Best Documentaries 2016/ Intro
2016… should I choose 20 or 16 as the Best Documentaries I have seen this year. I took 16. They appear in a random order. I have not put them in order of 1, 2, 3 etc. with 1 being the best. Should I be asked if any of the films stand out: Yes, Abbas Fahdel’s extraordinary 5 hour long ”Homeland, Iraq Year Zero”. I was lucky to be a jury member at the Dokufest in Prizren, where the film was shown. It was my first visit to the festival in Kosovo that has found its own fine way of treating the audience with documentaries of artistic quality.
Other three of the films on the list I enjoyed at the well programmed DOK Leipzig: Sergei Loznitsa’s ”Austerlitz”, Vitaly Mansky’s ”Close Relations” and Miroslav Janek’s ”Normal Autistic Film”, which of course also reveal my love to documentaries from the Eastern part of Europe. 2016 brought a new film by Lithuanian master Audrius Stonys as well as the chamberplay by Pawel Lozinski ”You have no Idea How Much I Love You” that had its premiere at the festival in Krakow that also premiered talented Piotr Stasik’s NY film ”21 x New York”. I have high expectations to his next film(s) as I have to Georgian Salomé Jashi, whose beautiful ”The Dazzling Light of Sunset” is on the list as is Serbian Ognjen Glavonic with his ”Depth Two”.

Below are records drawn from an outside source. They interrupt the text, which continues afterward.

PR #216, opened 2019-11-05
Assignment5

pnotequalnp:
WIP


pnotequalnp:
Some commits are out of order because of system clock troubles...

Mailbox/DataLoader.cs
```diff
@@ -1,21 +1,58 @@
...
+            if (mailboxes is null) throw new ArgumentNullException(nameof(mailboxes));
+
+            Source.Position = 0;
+            using var writer = new StreamWriter(Source, leaveOpen: true);
+            writer.WriteLine(JsonConvert.SerializeObject(mailboxes));
         }
 
-        public void Save(List<Mailbox> mailboxes)
+        #region IDisposable Support
+        private bool disposedValue = false;
```

Mailbox/Program.cs
```diff
@@ -43,9 +44,9 @@ static void Main(string[] args)
                         Console.WriteLine("Enter the last name");
                         string lastName = Console.ReadLine();
                         Console.WriteLine("What size?");
-                        if (!Enum.TryParse(Console.ReadLine(), out Size size))
+                        if (!Enum.TryParse(Console.ReadLine(), out Sizes size))
                         {
```

Mailbox/Person.cs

But it is not all Eastern docs, there are three American films on the list: Laura Israel’s film on ”Robert Frank, Don’t Blink”, Kirsten Johnson’s ”Cameraperson” and Raoul Peck’s ”I am not Your Negro”. The two last ones are on the way to be Oscar nominated, I cross my fingers.
From IDFA, Amsterdam I picked ”Machines” by Indian Rahul Jain, ”Mogadishu Soldier” by Torstein Grude and Niels Pagh Andersen and ”Liberation Day” by Ugis Olte and Morten Traavik. And from DocsBarcelona Argentinian Martin Solá’s ”Chechen Family”.
16 films that will stay in my mind. And 16 films we have written about in reviews or note-wise on this site. 2016, a good year for artistic documentaries.
The photo is from Dokufest, Prizren, Lumbhardi Cinema.